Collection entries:
PR #355, opened 2020-08-13
Switch to referral code in data layer

gustaveen:


src/types/gtm.d.ts
```diff
@@ -6,7 +6,7 @@ declare global {
 
 interface OfferData {
   insurance_type: TypeOfContract
-  campaign_code: 'yes' | 'no'
+  referral_code: 'yes' | 'no'
```
palmenhq, line 9: unless this is an external dependency should we name this something like `has_referral_code` or so? I'd expect `referral_code` to be the actual code

palmenhq (approved):

src/types/gtm.d.ts
gustaveen: Yeah it sounds a bit confusing, it's just the way it's set up in google tag manager by precis digital 🙃

PR #358, opened 2020-08-20
Add combo tracking

gustaveen:
Broke out the gtm tracking and added tracking for norwegian combo quotes


src/client/utils/tracking/gtm.ts
```diff
@@ -0,0 +1,58 @@
...
+}
+
+export interface DataLayerObject {
+  event: string
+  offerData?: GTMOfferData
+}
+
+const pushToGTMDataLayer = (obj: DataLayerObject) => {
+  window.dataLayer = window.dataLayer || []
+  window.dataLayer.push(obj)
```
gustaveen, line 26: TS started to complain all of a sudden about `Property 'dataLayer' does not exist on type 'Window & typeof globalThis'` but I only moved the file into a folder? 🤷‍♂️ @palmenhq It is defined in gtm.d.ts

palmenhq: i'd just cast `window` to `any` in this particular case 🙈

gustaveen: yup let's just do that 😄

src/client/utils/tracking/gtm.ts
```diff
@@ -0,0 +1,57 @@
...
+  castedWindow.dataLayer = castedWindow.dataLayer || []
+  castedWindow.dataLayer.push(obj)
+}
+
+export const trackOfferGTM = (
+  offerData: OfferData,
+  referralCodeUsed: boolean,
+) => {
+  try {
+    const contractType = () => {
```
palmenhq, line 36: Maybe we cold rename this to `getContractType` or `mapContractType` or something? Just to imply this variable is a funciton

palmenhq (commented):
Sorry, two more thoughts 😅

src/client/pages/OfferNew/utils.ts
```diff
@@ -108,9 +108,8 @@ export const isBundle = (offerData: OfferData): boolean =>
 export const isYouth = (offerData: OfferData): boolean =>
   offerData.quotes.every(
     (quote) =>
-      isNorwegianHomeContents(quote.quoteDetails) &&
-      isNorwegianTravel(quote.quoteDetails) &&
-      quote.quoteDetails.isYouth,
+      isNorwegianHomeContents(quote.quoteDetails) ||
+      (isNorwegianTravel(quote.quoteDetails) && quote.quoteDetails.isYouth),
```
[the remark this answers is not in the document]
gustaveen: true, that order would make more sense. but the reason is `Property 'isYouth' does not exist on type 'SwedishApartmentQuoteDetails'` But it feels like there's a much simpler solution I can't think of right now haha

src/client/utils/tracking/gtm.ts
gustaveen: indeed!

palmenhq (approved):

## [HOW TO COMPLETE THIS TASK]
Copy all the data. Match it exactly.

## [EXERCISE ANSWER]
PR #355, opened 2020-08-13
Switch to referral code in data layer

gustaveen:


src/types/gtm.d.ts
```diff
@@ -6,7 +6,7 @@ declare global {
 
 interface OfferData {
   insurance_type: TypeOfContract
-  campaign_code: 'yes' | 'no'
+  referral_code: 'yes' | 'no'
```
palmenhq, line 9: unless this is an external dependency should we name this something like `has_referral_code` or so? I'd expect `referral_code` to be the actual code

palmenhq (approved):

src/types/gtm.d.ts
gustaveen: Yeah it sounds a bit confusing, it's just the way it's set up in google tag manager by precis digital 🙃

PR #358, opened 2020-08-20
Add combo tracking

gustaveen:
Broke out the gtm tracking and added tracking for norwegian combo quotes


src/client/utils/tracking/gtm.ts
```diff
@@ -0,0 +1,58 @@
...
+}
+
+export interface DataLayerObject {
+  event: string
+  offerData?: GTMOfferData
+}
+
+const pushToGTMDataLayer = (obj: DataLayerObject) => {
+  window.dataLayer = window.dataLayer || []
+  window.dataLayer.push(obj)
```
gustaveen, line 26: TS started to complain all of a sudden about `Property 'dataLayer' does not exist on type 'Window & typeof globalThis'` but I only moved the file into a folder? 🤷‍♂️ @palmenhq It is defined in gtm.d.ts

palmenhq: i'd just cast `window` to `any` in this particular case 🙈

gustaveen: yup let's just do that 😄

src/client/utils/tracking/gtm.ts
```diff
@@ -0,0 +1,57 @@
...
+  castedWindow.dataLayer = castedWindow.dataLayer || []
+  castedWindow.dataLayer.push(obj)
+}
+
+export const trackOfferGTM = (
+  offerData: OfferData,
+  referralCodeUsed: boolean,
+) => {
+  try {
+    const contractType = () => {
```
palmenhq, line 36: Maybe we cold rename this to `getContractType` or `mapContractType` or something? Just to imply this variable is a funciton

palmenhq (commented):
Sorry, two more thoughts 😅

src/client/pages/OfferNew/utils.ts
```diff
@@ -108,9 +108,8 @@ export const isBundle = (offerData: OfferData): boolean =>
 export const isYouth = (offerData: OfferData): boolean =>
   offerData.quotes.every(
     (quote) =>
-      isNorwegianHomeContents(quote.quoteDetails) &&
-      isNorwegianTravel(quote.quoteDetails) &&
-      quote.quoteDetails.isYouth,
+      isNorwegianHomeContents(quote.quoteDetails) ||
+      (isNorwegianTravel(quote.quoteDetails) && quote.quoteDetails.isYouth),
```
[the remark this answers is not in the document]
gustaveen: true, that order would make more sense. but the reason is `Property 'isYouth' does not exist on type 'SwedishApartmentQuoteDetails'` But it feels like there's a much simpler solution I can't think of right now haha

src/client/utils/tracking/gtm.ts
gustaveen: indeed!

palmenhq (approved):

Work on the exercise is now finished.